VI. Other Allegations

  • Indirect Infringement: The complaint does not contain formal counts for indirect patent infringement (i.e., induced or contributory infringement). The allegations focus on Defendant's own direct use and licensing of the accused method (Compl. ¶81).
  • Willful Infringement: While the complaint does not plead "willful infringement" as a formal patent law claim, it repeatedly alleges that Defendant acted "deliberately, willfully and intentionally" when making false statements (Compl. ¶47) and that its use of the allegedly protected technology was knowing (Compl. ¶81). These allegations of knowledge and intent form the basis for seeking enhanced damages under the asserted state-law claims.

VII. Analyst’s Conclusion: Key Questions for the Case

As this is a tort and trade secret case interwoven with patent concepts, the central questions are hybrids of commercial and intellectual property law.

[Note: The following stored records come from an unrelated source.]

PR #12136, opened 2025-02-21
[IMP] contributing: documentation macOS make install

samueljlieber:
Task: [#4593945](https://www.odoo.com/odoo/project.task/4593945)

This PR adds macOS specific instructions to the contributing documentation for installing Make.

The package manager `APT` is not primarily used on macOS, rather [Homebrew](https://brew.sh/) is often used.

### DIFF
--- a/content/contributing/documentation.rst
+++ b/content/contributing/documentation.rst
@@ -132,11 +132,15 @@ to make changes from the GitHub interface.
 
    .. tabs::
 
-      .. group-tab:: Linux and macOS
+      .. group-tab:: Linux
 
          .. code-block:: console
 
             $ sudo apt install make -y
+
+      .. group-tab:: macOS
+
+         Follow the `guide to install Make on macOS <https://formulae.brew.sh/formula/make>`_
 
       .. group-tab:: Windows
 


content/contributing/documentation.rst
```diff
@@ -132,12 +132,16 @@ to make changes from the GitHub interface.
 
    .. tabs::
 
-      .. group-tab:: Linux and macOS
```
AntoineVDV, line 135: This is not the end of the world, but the tab sync between this group and the other "Linux and macOS" groups will stop working. We can merge like that, but it could be worth looking for a way to keep them in sync, like referencing a guide that covers both systems.

samueljlieber: > This is not the end of the world, but the tab sync between this group and the other "Linux and macOS" groups will stop working.

@AntoineVDV  I looked for an existing article or guide on installing Make on Linux and macOS, but I did not find anything that covered both systems effectively.

Maybe to keep the tab sync, we can list the OS like this?

Screenshot 2025-02-21 at 10 35 35 AM


```rst
      .. group-tab:: Linux and macOS

         **Linux**

         .. code-block:: console

            $ sudo apt install make -y

         **macOS**

         .. code-block:: console

            $ sudo apt install make -y
```

AntoineVDV: No, that would defeat the purpose of the tabs. Let's split this group then, and if we find that it's too weird, we can still split all the "Linux and macOS" groups so that they're synced again.

AntoineVDV (approved):
@robodoo r+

  1. A core issue will be one of misrepresentation and technical scope: Did Defendant WTI materially misrepresent the scope of its own patents to a customer? This determination will likely require the court to analyze the technical boundaries of the competing patent portfolios to decide if Defendant's patents, as alleged, are limited to "water-soluble" technology and do not cover the "water-insoluble" methods at the heart of the dispute.
  2. A key evidentiary question will be one of misappropriation and embodiment: Can Plaintiffs prove that the waste stabilization method Defendant licensed in Taiwan is the same as the technology protected by the ’939 Patent and disclosed to the customer under a confidentiality agreement? This will require a factual comparison of Defendant's accused process against the technical disclosures and claims of Plaintiffs' patent.